Путешествие в страну детства | страница 5



— А давай, красавец писаный, погадаю тебе, — запела цыганка, облокачиваясь на голубой подоконник. — Хочешь — на карты кину, хочешь — на ручке всю правду скажу?

Шура с интересом посмотрел на нее, улыбнулся.

Тополя густо дымились пухом. Он снежинками оседал на синеватые волосы, на черную шаль цыганки.

Таборная певунья разбросила на подоконнике веер карт; дамы, валеты едва были различимы, так они вытерлись. Разбухшие, промасленные, залохматившиеся с краев, карты шлепались, как оладьи.

— А на сердце твоем, соколик, лежит бубновая дама. Сушит она твое сердце. — Цыганка серьезно посмотрела в глаза Шуре. — Но стоит на твоем пути, чернобровый, король крестей. Затаил он в сердце своем против тебя черные думы, а помогает ему пиковая злодейка.

Меня удивляли ее слова, и нравились они. Интересно, что это за дама у Шуры? Ведь о нем все говорили: «Скромный, как красна девка!», «Писаный красавец». Ну, ладно! Пусть! Я люблю Шуру.

— Будет много у тебя, яхонтовый, пустых хлопот, но останешься ты при своих интересах… А позолоти-ка, батенька, ручку, дальше на картах кину!
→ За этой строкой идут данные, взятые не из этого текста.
PR #2433, opened 2026-05-08
fix: remove basename calls

bdrung:
https://dracut-ng.github.io/dracut/developer/bash.html says that `basename` should not be used.

So replace the usage of `basename` by variable expansion instead.

### Checklist

### DIFF
--- a/modules.d/45url-lib/url-lib.sh
+++ b/modules.d/45url-lib/url-lib.sh
@@ -160,7 +160,7 @@ nfs_fetch_url() {
         mntdir="$(mkuniqdir /run nfs_mnt)"
         mount_nfs "$nfs:$server:$filepath${options:+:$options}" "$mntdir"
         # lazy unmount during pre-pivot hook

Шура, все улыбаясь, высыпал ей в горсть какую-то мелочь. Цыганка воспрянула:

— А в головах у чернобрового дальняя дорога. Вот и печаль на сердце выпала, скорая разлука, слезы будут большие. О, плохо, больная постель в чистом поле вышла тебе… А сердце твое успокоится важным разговором в казенном доме с червовым королем и возле бубновой дамы. Вот она рядом с тобой со своей сердечностью… А не найдется ли у тебя, батенька, папирос?

Восемнадцатилетний «батенька» протянул ей пачку дешевеньких папирос «Смычка».

— Это ты ночью пела? — спросил он.

— Я, — ответила цыганка, закуривая.

— Тебе бы в театр… Ты знаменитой можешь стать!

— Зачем?

— У тебя удивительный голос! И поешь ты удивительно!

— Я пою для себя, а не для других.

— Это ничего! Будешь петь для себя, а слушать будут все. И тебе будет хорошо, и другим хорошо! Хочешь, я покажу, где театр? Там прослушают тебя…

Цыганка скользнула глазами по нему, как по пустому месту, и лениво пошла прочь.

Она ходила здесь, как в чужом мире, в котором никто ей не нужен, никто не понятен…

В разгар гулянки откуда-то явился сын Лиманских, плясун и конокрад, царственно-статный Оська. Он, как и отец, тоже был рыжеватым.

Пьяный Оська начал что-то орать и гоняться с вилами за гостями. Весь цыганский табор всполошился, загалдел, заметался. Заверещали дети. Мужчины кинулись врассыпную.

Темнолицый Ромка, расширив чернущие хулиганистые глазищи, с веселым любопытством смотрел с крыши, где сидел и я, как по двору метался его отец с вилами.